■ **Work to complete**
The answer should consist solely of the lines from the first one below through the line containing "when we generate.", copied exactly.

■ **Recorded information**
PR #7217, opened 2023-12-01
Convert Bundler lockfile checksum validation to manual opt-in

martinemde:

I've not yet been able to finish the full-featured opt-in for checksums.

This makes bundler checksums a hidden opt-in feature. There are no commands which add the CHECKSUMS section to the lockfile and the feature will only be enabled if that section is found.

The actual behavior change is as follows:
* When checksums come from either the API or from a gem, we add them to the checksum store unless the settings disabled checksum validation.
* When checksums come from the lockfile, we always store them in the checksum store regardless of the disabled checksums setting.
* The presence of a checksum section, even empty, in the lockfile indicates that we should write a checksum section to the lockfile when we generate.
* When the disable checksums setting is set, we still read and write checksums to the lockfile, but since all other checksums won't be recorded, we will never compare them or raise an error.
* When the checksums section is not in the lockfile, the api and gem checksums will continue to be stored and compared, perpetuating the existing behavior of checksum verification with the server, but not writing any of them to the lockfile.
* Adding an empty CHECKSUMS section to the lockfile will enable the feature manually. We will follow up with more user-friendly commands to add and populate this new section.

### DIFF
--- a/bundler/lib/bundler/checksum.rb
+++ b/bundler/lib/bundler/checksum.rb
@@ -9,6 +9,18 @@ module Bundler
     private_constant :DEFAULT_BLOCK_SIZE
 
     class << self
+      def from_gem_package(gem_package, algo = DEFAULT_ALGORITHM)
+        return if Bundler.settings[:disable_checksum_validation]
+        return unless source = gem_package.instance_variable_get(:@gem)
+        return unless source.respond_to?(:with_read_io)
+
+        source.with_read_io do |io|
+          from_gem(io, source.path)
+        ensure
+          io.rewind
+        end
+      end
+
       def from_gem(io, pathname, algo = DEFAULT_ALGORITHM)
         digest = Bundler::SharedHelpers.digest(algo.upcase).new
         buf = String.new(:capacity => DEFAULT_BLOCK_SIZE)
@@ -17,6 +29,7 @@ module Bundler
       end
 
       def from_api(digest, source_uri, algo = DEFAULT_ALGORITHM)
+        return if Bundler.settings[:disable_checksum_validation]
         Checksum.new(algo, to_hexdigest(digest, algo), Source.new(:api, source_uri))
       end
 
@@ -177,7 +190,6 @@ module Bundler
       # This ensures a mismatch error where there are multiple top level sources
       # that contain the same gem with different checksums.
       def replace(spec, checksum)
-        return if Bundler.settings[:disable_checksum_validation]
         return unless checksum
 
         name_tuple = spec.name_tuple
@@ -193,7 +205,6 @@ module Bundler
       end
 
       def register(spec, checksum)
-        return if Bundler.settings[:disable_checksum_validation]
         return unless checksum
         register_checksum(spec.name_tuple, checksum)
       end
--- a/bundler/lib/bundler/lockfile_parser.rb
+++ b/bundler/lib/bundler/lockfile_parser.rb
@@ -24,7 +24,15 @@ module Bundler
       end
     end
 
-    attr_reader :sources, :dependencies, :specs, :platforms, :bundler_version, :ruby_version, :checksums
+    attr_reader(
+      :sources,
+      :dependencies,
+      :specs,
+      :platforms,
+      :bundler_version,
+      :ruby_version,
+      :checksums,
+    )
 
     BUNDLED      = "BUNDLED WITH"
     DEPENDENCIES = "DEPENDENCIES"
@@ -111,6 +119,9 @@ module Bundler
         elsif line == DEPENDENCIES
           @parse_method = :parse_dependency
         elsif line == CHECKSUMS
+          # This is a temporary solution to make this feature disabled by default
+          # for all gemfiles that don't already explicitly include the feature.
+          @checksums = true
           @parse_method = :parse_checksum
         elsif line == PLATFORMS
           @parse_method = :parse_platform
@@ -228,8 +239,6 @@ module Bundler
       version = Gem::Version.new(version)
       platform = platform ? Gem::Platform.new(platform) : Gem::Platform::RUBY
       full_name = Gem::NameTuple.new(name, version, platform).full_name
-      # Don't raise exception if there's a checksum for a gem that's not in the lockfile,
-      # we prefer to heal invalid lockfiles
       return unless spec = @specs[full_name]
 
       checksums.split(",") do |lock_checksum|
--- a/bundler/spec/bundler/definition_spec.rb
+++ b/bundler/spec/bundler/definition_spec.rb
@@ -56,6 +56,11 @@ RSpec.describe Bundler::Definition do
         s.add_dependency "rack", "1.0"
       end
 
+      checksums = checksums_section_when_existing do |c|
+        c.no_checksum "foo", "1.0"
+        c.checksum gem_repo1, "rack", "1.0.0"
+      end
+
       bundle :install, :env => { "DEBUG" => "1" }
 
       expect(out).to match(/re-resolving dependencies/)
@@ -76,11 +81,7 @@ RSpec.describe Bundler::Definition do
 
         DEPENDENCIES
           foo!
-
-        CHECKSUMS
-          #{gem_no_checksum "foo", "1.0"}
-          #{checksum_for_repo_gem gem_repo1, "rack", "1.0.0"}
-
+        #{checksums}
         BUNDLED WITH
            #{Bundler::VERSION}
       G
@@ -110,6 +111,11 @@ RSpec.describe Bundler::Definition do
         s.add_development_dependency "net-ssh", "1.0"
       end
 
+      checksums = checksums_section_when_existing do |c|
+        c.no_checksum "foo", "1.0"
+        c.checksum gem_repo1, "rack", "1.0.0"
+      end
+
       install_gemfile <<-G
         source "#{file_uri_for(gem_repo1)}"
         gem "foo", :path => "#{lib_path("foo")}"
@@ -135,17 +141,17 @@ RSpec.describe Bundler::Definition do
 
         DEPENDENCIES
           foo!
-
-        CHECKSUMS
-          #{gem_no_checksum "foo", "1.0"}
-          #{checksum_for_repo_gem gem_repo1, "rack", "1.0.0"}
-
+        #{checksums}
         BUNDLED WITH
            #{Bundler::VERSION}
       G
     end
 
     it "for a locked gem for another platform" do
+      checksums = checksums_section_when_existing do |c|
+        c.no_checksum "only_java", "1.1", "java"
+      end
+
       install_gemfile <<-G
         source "#{file_uri_for(gem_repo1)}"
         gem "only_java", platform: :jruby
@@ -166,16 +172,17 @@ RSpec.describe Bundler::Definition do
 
         DEPENDENCIES
           only_java
-
-        CHECKSUMS
-          only_java (1.1-java)
-
+        #{checksums}
         BUNDLED WITH
            #{Bundler::VERSION}
       G
     end
 
     it "for a rubygems gem" do
+      checksums = checksums_section_when_existing do |c|
+        c.checksum gem_repo1, "foo", "1.0"
+      end
+
       install_gemfile <<-G
         source "#{file_uri_for(gem_repo1)}"
         gem "foo"
@@ -195,10 +202,7 @@ RSpec.describe Bundler::Definition do
 
         DEPENDENCIES
           foo
-
-        CHECKSUMS
-          #{checksum_for_repo_gem gem_repo1, "foo", "1.0"}
-
+        #{checksums}
         BUNDLED WITH
            #{Bundler::VERSION}
       G
--- a/bundler/spec/cache/gems_spec.rb
+++ b/bundler/spec/cache/gems_spec.rb
@@ -289,10 +289,23 @@ RSpec.describe "bundle cache" do
       expect(cached_gem("rack-1.0.0")).to exist
     end
 
-    it "raises an error when the gem file is altered and produces a different checksum" do
+    it "raises an error when the gem is altered and produces a different checksum" do
       cached_gem("rack-1.0.0").rmtree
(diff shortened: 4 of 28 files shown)


bundler/lib/bundler/lockfile_parser.rb
```diff
@@ -226,10 +229,7 @@ def parse_checksum(line)
       platform = $4
 
       version = Gem::Version.new(version)
-      platform = platform ? Gem::Platform.new(platform) : Gem::Platform::RUBY
```
segiddins, line 229: why is this line removed?

bundler/lib/bundler/lockfile_parser.rb
```diff
@@ -111,6 +111,9 @@ def initialize(lockfile)
         elsif line == DEPENDENCIES
           @parse_method = :parse_dependency
         elsif line == CHECKSUMS
+          # This is a temporary solution to make this feature disabled by default
+          # for all gemfiles that don't already explicitly include the feature.
+          Bundler::Checksum.enable!
```
segiddins, line 116: this feels super brittle to me, given bundler could have read a different lockfile and then have stored the ivar.

I would feel a lot better if this got hoisted into the definition

bundler/lib/bundler/checksum.rb
```diff
@@ -9,6 +9,23 @@ class Checksum
...
     class << self
+      # This is used by the lockfile parser to enable checksum validation
+      # when checksums are found in the lockfile.
+      # We don't enable if the user has explicitly disabled checksum validation.
+      # TODO: This can be removed when checksums are enabled by default.
+      # The enable_checksum_validation setting may also be removed once this
+      # is opt-out instead of opt-in
+      def enable!
+        return if Bundler.settings[:disable_checksum_validation]
+        @enabled = true
```
segiddins, line 20: will this ivar ever get cleared?

bundler/lib/bundler/lockfile_parser.rb
martinemde: oh, it's duplicating the behavior of Gem::NameTuple.new so it's unnecessary. Maybe it can happen in another PR, but it's something I noticed when going through the code.

bundler/lib/bundler/lockfile_parser.rb
martinemde: ok, I'll shift it there. Would you still use the same ivar approach? I toyed with adding a Bundler.setting for "enabled", but it makes it more complex. Do you prefer that?

bundler/lib/bundler/lockfile_parser.rb
martinemde: I should say, not duplicating exactly, it's making a Gem::Platform, then to_s on the platform. The only reason this would matter is if there's an inconsistent platform name saved into the checksums section of the lockfile that gets resolved by passing through `Gem::Platform.new#to_s`. I'll revert it just based on this slim case.

bundler/lib/bundler/checksum.rb
```diff
@@ -9,6 +9,29 @@ class Checksum
...
+      # TODO: This can be removed when checksums are enabled by default.
+      # The enable_checksum_validation setting may also be removed once this
+      # is opt-out instead of opt-in
+      def enabled?
+        !Bundler.settings[:disable_checksum_validation] &&
+          Bundler.settings[:enable_checksum_validation]
+      end
+
+      def from_gem_package(gem_package, algo = DEFAULT_ALGORITHM)
+        return nil unless enabled?
```
segiddins, line 24: this is a behavior change - we should still be validating the checksums from the server on install by default (unless `:disable_checksum_validation` is set)

martinemde: well, I suppose it wasn't lost until we began disabling this feature. Now we need to add a special case for it.

bundler/spec/cache/gems_spec.rb
```diff
@@ -289,22 +289,49 @@
       expect(cached_gem("rack-1.0.0")).to exist
     end
 
-    it "raises an error when the gem file is altered and produces a different checksum" do
+    it "raises an error when the gem is altered and produces a different checksum" do
+      pending "This test depends on lockfile checksums being enabled by default"
```
martinemde, line 293: I don't understand why this one won't trigger the error. I enable checksums in the lockfile.

bundler/spec/install/gemfile/platform_spec.rb
```diff
@@ -224,21 +233,16 @@
...
+      #{checksums}
       BUNDLED WITH
          #{Bundler::VERSION}
     L
 
     bundle "lock --add-platform ruby"
 
+    good_checksums = checksums.dup
+    good_checksums.no_checksum("pry", "0.11.3")
+
```
martinemde, line 245:
```suggestion
```

This isn't needed any more.

bundler/spec/install/gemfile/sources_spec.rb
```diff
@@ -379,14 +396,11 @@
                   rack
 
             PLATFORMS
-              #{lockfile_platforms}
+              #{lockfile_platforms("ruby")}
```
martinemde, line 399: Locally I had to add ruby to get this passing, now it's failing on windows.

bundler/spec/install/gemfile/sources_spec.rb
```diff
@@ -422,14 +436,11 @@
...
```
martinemde, line 439: Same problem here.

bundler/spec/install/gemfile/sources_spec.rb
deivid-rodriguez: In most situations `lockfile_platforms` should include `ruby` by default since #5700. What's the error if you revert the change? I can't reproduce it locally.

bundler/spec/cache/gems_spec.rb
deivid-rodriguez: I think it may be because we currently don't produce the error either if the checksum section is there, but there was no locked checksum for the gem that was altered (like in the lockfile you added to the spec).

If I modify the spec like this, it passes:

```diff
diff --git a/bundler/spec/cache/gems_spec.rb b/bundler/spec/cache/gems_spec.rb
index 2f5da4e7e..bb07bfc08 100644
--- a/bundler/spec/cache/gems_spec.rb
+++ b/bundler/spec/cache/gems_spec.rb
@@ -289,15 +289,32 @@
       expect(cached_gem("rack-1.0.0")).to exist
     end
 
-    it "raises an error when the gem file is altered and produces a different checksum" do
+    it "raises an error when the gem is altered and produces a different checksum" do
       cached_gem("rack-1.0.0").rmtree
       build_gem "rack", "1.0.0", :path => bundled_app("vendor/cache")
+
+      expected_checksums = checksums_section do |c|
+        c.checksum gem_repo1, "actionpack", "2.3.2"
+        c.checksum gem_repo1, "activesupport", "2.3.2"
+        c.checksum gem_repo1, "rack", "1.0.0"
+      end
+
       simulate_new_machine
 
+      lockfile <<~L
+        GEM
+          remote: #{file_uri_for(gem_repo2)}/
+          specs:
+            rack (1.0.0)
+
+        CHECKSUMS
+          #{expected_checksums}
+      L
+
       bundle :install, :raise_on_error => false
-      expect(exitstatus).to eq(37)
       expect(err).to include("Bundler found mismatched checksums.")
       expect(err).to include("1. remove the gem at #{cached_gem("rack-1.0.0")}")
+      expect(exitstatus).to eq(37)
 
       expect(cached_gem("rack-1.0.0")).to exist
       cached_gem("rack-1.0.0").rmtree
```

Conversely, if I add the lockfile that you added here to the spec in current master branch, it no longer raises the error.

martinemde:
@deivid-rodriguez Updated with your suggestions. I don't know what happened with the ruby platform there, but if I remove it, it works now. This should be updated and ready to go, if you approve.

bundler/spec/cache/gems_spec.rb
martinemde: Thanks for figuring this out. It makes sense that it needs the checksum stored in the lockfile to trigger this. It probably was inserting the checksum automatically when they were enabled by default so I didn't realize it was necessary for the feature to work.

martinemde:
I updated the description of this PR to include the new behavior. I'm happy with this approach because it means the feature is present and ready to use, even can be enabled to work exactly as merged initially, but it is disabled. We can then add new commands that add the section and populate it and those can go out in point releases because they don't change any behavior without explicit interaction from the user. Any 2.5 series bundler will be able to handle lockfile checksum and the future commands will just be a bonus.

bundler/spec/bundler/definition_spec.rb
```diff
@@ -56,6 +56,11 @@
         s.add_dependency "rack", "1.0"
       end
 
+      checksums = checksums_section_when_existing do |c|
+        c.no_checksum "foo", "1.0"
+        c.checksum gem_repo1, "rack", "1.0.0"
+      end
+
```
deivid-rodriguez, line 63: This should go _after_ the `bundle install` command below. Otherwise it will generate an empty section once we generate checksums by default and will make the spec fail.

bundler/spec/lock/lockfile_spec.rb
```diff
@@ -78,9 +79,6 @@
       DEPENDENCIES
         rack
 
-      CHECKSUMS
-        #{checksum_for_repo_gem(gem_repo2, "rack", "1.0.0")}
-
```
deivid-rodriguez, line 83: Should this include the checksums section so that specs keep passing once generated by default?

bundler/spec/lock/lockfile_spec.rb
```diff
@@ -214,9 +210,6 @@
       DEPENDENCIES
         rack (> 0)
 
-      CHECKSUMS
-        #{checksum_for_repo_gem(gem_repo2, "rack", "1.0.0")}
-
```
deivid-rodriguez, line 219: Should this include the checksums section so that specs keep passing once generated by default?

deivid-rodriguez (approved):
Looks great, this is fantastic work and leaves master in a much better place towards confidently releasing.

I tried one experiment, which is applying this diff:

```diff
diff --git a/bundler/lib/bundler/definition.rb b/bundler/lib/bundler/definition.rb
index 3493f0732..6018d1b82 100644
--- a/bundler/lib/bundler/definition.rb
+++ b/bundler/lib/bundler/definition.rb
@@ -93,7 +93,7 @@ def initialize(lockfile, dependencies, sources, unlock, ruby_version = nil, opti
         @locked_bundler_version = @locked_gems.bundler_version
         @locked_ruby_version = @locked_gems.ruby_version
         @originally_locked_specs = SpecSet.new(@locked_gems.specs)
-        @locked_checksums = @locked_gems.checksums
+        @locked_checksums = true
 
         if unlock != true
           @locked_deps    = @locked_gems.dependencies
```

I _think_ the way you designed this PR is so that this kind of change would trigger just a few selected spec failures, but I'm seeing quite a few specs fail.

I started commenting on some of them, but then I thought maybe you prefer to merge and then work on those? If we fix most of them, would it make sense to potentially run a CI job under an ENV setting that enables the setting and make sure we don't regress any thing related to checksum generation. Maybe overkill?

martinemde:
That definitely makes sense as a part of CI, imho. It was my intention to leave the tests in a state where we could enable or disable the feature with a switch. I had planned to revisit this after I got the test passing with opt-in. The thing I most wamted to avoid was ruining all the work to add checksums to all the lockfiles in tests 🙀

I will revisit after merge so that we're less blocked than with the feature enabled by default. I suspect failures are not actually the feature being broken, but tests that assert incorrectly or setup incorrectly.

bundler/spec/support/checksums.rb
```diff
@@ -3,53 +3,82 @@
...
-    def checksum_section(&block)
-      ChecksumsBuilder.new(&block).to_lock
+    def checksums_section(enabled = true, &block)
+      ChecksumsBuilder.new(enabled, &block)
     end
 
-    def checksum_for_repo_gem(*args)
-      checksum_section do |c|
-        c.repo_gem(*args)
+    def checksums_section_when_existing(&block)
```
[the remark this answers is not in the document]
martinemde: That's the intention, though as we discussed I think in practice there's some differences. I'll revisit in the next PR.

bundler/spec/commands/lock_spec.rb
```diff
@@ -65,42 +62,61 @@
...
-    expect(read_lockfile).to eq(remove_checksums_from_lockfile(@lockfile))
+    expect(read_lockfile).to eq(@lockfile)
+  end
+
+  it "prints a lockfile without fetching new checksums if the existing lockfile had no checksums" do
+    lockfile remove_checksums_from_lockfile(@lockfile)
+
+    bundle "lock --print"
+
+    expect(out).to eq(remove_checksums_from_lockfile(@lockfile).chomp)
```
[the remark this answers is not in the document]
martinemde: Oh probably, they used to express different behaviors like auto-adding checksums, but now they've flattened to be the same.

bundler/spec/install/gemfile/platform_spec.rb
```diff
@@ -264,16 +265,7 @@
       DEPENDENCIES
         empyrean (= 0.1.0)
         pry
-
-      CHECKSUMS
-        #{checksum_for_repo_gem gem_repo4, "coderay", "1.1.2"}
-        #{checksum_for_repo_gem gem_repo4, "empyrean", "0.1.0"}
-        #{checksum_for_repo_gem gem_repo4, "ffi", "1.9.23", "java"}
-        #{checksum_for_repo_gem gem_repo4, "method_source", "0.9.0"}
-        pry (0.11.3)
```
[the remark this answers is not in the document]
martinemde: Oops, this is a missed conversion.

deivid-rodriguez:
Yep, the failures I looked at all seemed like a problem with the specs, not with the feature. Good to merge away and iterate 👍.

bundler/spec/commands/lock_spec.rb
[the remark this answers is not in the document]
martinemde: I fixed this one and re-pushed.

■ **Task response**
PR #7217, opened 2023-12-01
Convert Bundler lockfile checksum validation to manual opt-in

martinemde:

I've not yet been able to finish the full-featured opt-in for checksums.

This makes bundler checksums a hidden opt-in feature. There are no commands which add the CHECKSUMS section to the lockfile and the feature will only be enabled if that section is found.

The actual behavior change is as follows:
* When checksums come from either the API or from a gem, we add them to the checksum store unless the settings disabled checksum validation.
* When checksums come from the lockfile, we always store them in the checksum store regardless of the disabled checksums setting.
* The presence of a checksum section, even empty, in the lockfile indicates that we should write a checksum section to the lockfile when we generate.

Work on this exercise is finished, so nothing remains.